Some canon lawyers would argue that in such a situation, the bishop is obliged to make it publicly clear that the group has no affiliation with the Catholic Church, and that faithful are advised to stay away until it accepts ecclesiastical oversight and remedies any perceived failures to the bishop’s satisfaction.
Further, the group certainly could have been banned from meeting on parish grounds. Ultimately, the bishop has the final say on what happens on Church property in his diocese. If he tells somebody to stay away, they don’t have any choice – and if they persist, the pastor or the bishop’s aides would be well within their rights to call the police for an eviction.
That, of course, would be a powerful statement of disapproval in itself.
Finally, of course, a bishop might have flagged the rumors about the group for the attention of the local police.
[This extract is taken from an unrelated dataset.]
PR #1778, opened 2025-07-09
Update vcxypad.cpp

gino1631:
fixed a bug where MIDI note off also register as key press that's why the button seem to flash instead of latching, also fixed other bugs where feedback is not registering properly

Right now we don’t know if that ever happened, even informally, and, if it did, what the police response at the time might have been.
The bottom line, according to Father Francis Morrisey, a Canadian expert on canon law, is, “I am not sure [the diocese] can simply wash its hands.”
Of course, charges are not the same thing as convictions, and we’ll have to be patient as the criminal justice system takes its course – in Italy especially, that can take a while. However, on the grounds of “safety first,” it’s still legitimate to question whether more should have been done to disassociate the Church from the group, or whether the bishops did everything one could reasonably ask.
That conversation probably will mount, as more details emerge. For now, I’ll just add this: Personally, the whole sad saga in Sicily amounts to reason #114 that I thank a merciful God, every day, I’m not a bishop.